Sound level is measured in dB and, a 10 dB increase/decrease in signal equates to a doubling/halving of loudness as perceived by the ear/brain.

Look at the picture above and ask yourself which is the better choice for smooth (coupled with extensive) volume controller. Below are the Fletcher Munson curves showing the full range of decibels that a human can comfortably hear. Note, that unless your stereo system is very powerful, a range of 100 dB is "about right" for volume control. The Fletcher Munson curves also relate loudness to the pitch of a sound. Note also that the curves are all normalized to 1kHz in 10 db steps: -

enter image description here

Approximately every 10% of travel of the wiper on the LOG potentiometer can reduce/increase the volume by 10 dB whereas a LIN pot will need to move all the way down to its middle position before it's reduced the volume by only 6 dB! When a linear pot is near the bottom end of its travel (sub 1% of movement left) it will be making massive jumps in dB attenuation for just a tiny movement hence it would become very difficult to set the volume accurately at a low level.

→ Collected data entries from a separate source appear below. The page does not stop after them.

PR #664, opened 2021-04-29
Move Pod Details to bottom, confirmationBeepsTapped() simplifications

itsmojo:


OmniKitUI/ViewControllers/OmnipodSettingsViewController.swift
```diff
@@ -712,27 +710,15 @@ class OmnipodSettingsViewController: RileyLinkSettingsViewController {
...
+                    let title = LocalizedString("Error setting confirmation beeps", comment: "The alert title for setting confirmation beeps error")
+                    self.present(UIAlertController(with: error, title: title), animated: true)
                 }
-                done()
-            })
-        } else {
-            pumpManager.setConfirmationBeeps(enabled: true, completion: { (error) in
-                if let error = error {
-                    DispatchQueue.main.async {
-                        let title = LocalizedString("Error enabling confirmation beeps", comment: "The alert title for enable confirmation beeps error")
```
ps2, line 729: Would prefer to keep the error message that the error happened while "enabling" or "disabling", vs just "setting".

ps2 (changes requested):
UI section ordering change is fine. I think the error message change is a step back, though.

It's also worth pointing out that a LOG pot is only able to cope with so much dynamic range of adjustment before it does the same (below -100 dB) but, the point is, this will hardly be noticeable at the tiny, quiet end of its travel.

You might also note that the markings on a pot such as CW and CCW tell you which end of a pot is the ground end and the high-volume end. CW = clock wise and CCW is counter clock wise end points for the wiper.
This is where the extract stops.